# Tito wants Fedor



## Darkwraith (Jun 4, 2008)

> One time UFC poster boy Tito Ortiz hasn't fought in more than a year. And it's been nearly three years since he last won a fight.
> 
> 
> 
> ...



http://www.mmaweekly.com/absolutenm/templates/dailynews.asp?articleid=9087&zoneid=13


Thoughts?


----------



## Gluteal Cleft (May 12, 2007)

Tito is an attention-whore, he does it to hype fights and bring in money. He's over the hill, washed up, and wants one last big paycheck, so he's trying to use Fedor to get it.

I think that at this point, Tito is becoming what Ken Shamrock became.... a punching bag that will let anyone beat them up for a paycheck.


----------



## Two-Three (Jun 9, 2009)

Wow, I think Tito might have completely lost his mind. Eventhough this will most likely never happen, this could be worse than the tim sylvia fight.


----------



## CornbreadBB (Jul 31, 2008)

Tito wants a lot of shit....oh, he wants Fedor? Oh, that gives him more publicity? You gotta hand it to the dude, he's not stupid, but everyone knows that Fedor would wreck him....wait he's a wrestler that takes people down....Fedor has never fought anyone like that! Bahahah, Tito PLEASEEEE go away!! PLEASSEEE! Not even for my sake, it's just embarassing at this point.


----------



## daitrong (May 27, 2007)

Tito is in for a big surprise when he loses his warm-up fight.


----------



## Xerxes (Aug 14, 2008)

Fedor via Fedorism.


----------



## D.P. (Oct 8, 2008)

No he doesn't.


----------



## Darkwraith (Jun 4, 2008)

daitrong said:


> Tito is in for a big surprise when he loses his warm-up fight.

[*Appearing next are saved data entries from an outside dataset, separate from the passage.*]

PR #1234, opened 2025-02-10
Strength matrix

rfalgout:
This branch implements a new strength measure idea.


rfalgout:
Hi @oseikuffuor1 and @waynemitchell .  This branch is now up to date with master.  I removed the cogent proxy from the Makefile (it doesn't build currently, and we probably don't want it in hypre anyway) and I added a one line description of the strength option to `ij.c` (it will need to be updated at some point).

The code doesn't work correctly for the matrices I am testing, but I'm pretty sure it's because the matrices are negative definite and the current code looks for positive off-diagonal entries instead of same-sign-as-diagonal.  I'll try to fix that.

oseikuffuor1:
Thanks Rob!

-Daniel





Daniel Osei-Kuffuor

Center for Applied Scientific Computing

Lawrence Livermore National Laboratory

Livermore, CA 94550

Mail Code: L-561

Phone: 925-422-7683

Email: ***@***.******@***.***>

rfalgout:
Okay, this seems to fix the negative diagonal case.  The strength measure doesn't really help with the matrices I am testing though. :(  This deserves a much closer investigation, of course.

PR #1236, opened 2025-02-19
Fix C++ dependency lib when compiling with IBM XL

victorapm:
This PR adds a condition to handle linking libraries for the IBM XL C++ compiler.
This allows using a C linker with hypre for GPU builds.


oseikuffuor1 (approved):
This works. Thanks @victorapm. I see stdc++ is already there so I'm not sure why gnu did not work before. Thanks again.

PR #1238, opened 2025-02-21
Fix unregistered mem path for HIP

### LINKED ISSUE #1138: Inconsistent behavior of hypre_GetPointerLocation
The function `hypre_GetPointerLocation` in `src/utilities/memory.c` behaves differently on CUDA and HIP builds. 

The functions `cudaPointerGetAttributes` and `hipPointerGetAttributes` are unreliable at identifying host pointers that weren't obtained from the CUDA/HIP host allocators respectively. For CUDA builds there are these lines in the above mentioned function:
```
if (attr.type == cudaMemoryTypeUnregistered)
{
   *memory_location = hypre_MEMORY_HOST;
}
```
A similar set of lines should be present for HIP builds, but are not.

Both CUDA and HIP builds will return `hypre_MEMORY_HOST` in the event of an error. However, given an arbitrary host pointer `hipPointerGetAttributes` will typically not error. Instead it will return a location of unregistered, and then `hypre_GetPointerLocation` will return `hypre_MEMORY_UNDEFINED` instead of `hypre_MEMORY_HOST`.

On debug builds with HIP this can result in a failed assertion in `hypre_CheckMemoryLocation`. I observed the following sequence of events recently:

1. Called `HYPRE_IJVectorAssemble`
2. That called `hypre_IJVectorAssembleParDevice`
3. That called `hypre_AuxParVectorDestroy(aux_vector)`
4. That deallocates the data fields inside the `aux_vector` struct correctly by specifying `HYPRE_MEMORY_DEVICE`
5. Deallocating the struct itself fails since it is of course on host, and the above assertion fails when `hypre_GetPointerLocation` can not figure out that the struct is indeed on host.

victorapm:
Closes #1138

### DIFF
--- a/src/utilities/memory.c
+++ b/src/utilities/memory.c
@@ -1193,10 +1193,12 @@ hypre_GetPointerLocation(const void *ptr, hypre_MemoryLocation *memory_location)
    }
 #if (HIP_VERSION_MAJOR >= 6)
    else if (attr.type == hipMemoryTypeUnregistered)
+#else
+   else
+#endif
    {
       *memory_location = hypre_MEMORY_HOST;
    }
-#endif
 #endif // defined(HYPRE_USING_HIP)
 
 #if defined(HYPRE_USING_SYCL)


liruipeng (approved):
Looks good. Thanks @victorapm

Lol true oh so true. All these post sum up exactly how I felt when I read this article...I was like "WTF!? Is he out of his friggin mind!?!"


----------



## ROCKBASS03 (Jul 27, 2006)

WOW....4 fights within 9-10 months with one warmup, assuming he's expecting 2 top tier fights, then a fight with Fedor? I think he missed his calling as a comedian. :sarcastic12:

Would Strikeforce, Showtime, AND CBS really gain enough off of Tito alone to make it worth trying to beat out the UFC's offer? I mean if it would take 3 entities to make a better offer than the UFC, wouldn't it just be wise to go to the UFC and fight top 205'ers? OR wait, he doesn't really want the top guys in the division does he? :confused02: Tito alone doesn't bring in the cash. He needs another TOP name to make the money. With the exception of Ken, it took someone else to bring in the viewers. I'm interested to see how it all unfolds. I'd like to hear the real stories though, not just the lopsided Tito versions.


----------



## joshua7789 (Apr 25, 2009)

This fight makes a lot of sense for stikeforce. Tito has brings in a shit load more fans the Fedor. Fedor has about a two percent chance of losing so this will also help raise Fedors stock when it comes to having a fan base. The powers that be would be smart to give tito one warm up fight and then Fedor. They should keep him away from babalu. That is one fight i dont see tito winning no matter where it goes and it will lower the value or an ortiz/fedor fight in the future. Tito has two to three times the drawing power of anyone outside of the UFC right now, he is worth a lot to any organization regrardless of how far he may have fallen when it comes to his actual skill. Tito would have been worth big money to affliction, he actually has the fan base to back up a large contract unlike fedor, arlovski or sylvia when it comes to fighting in the U.S.


----------



## Randomus (Apr 30, 2009)

Thoughts? My first thought is that this is one of the most poorly written MMA Weekly articles I've read recently.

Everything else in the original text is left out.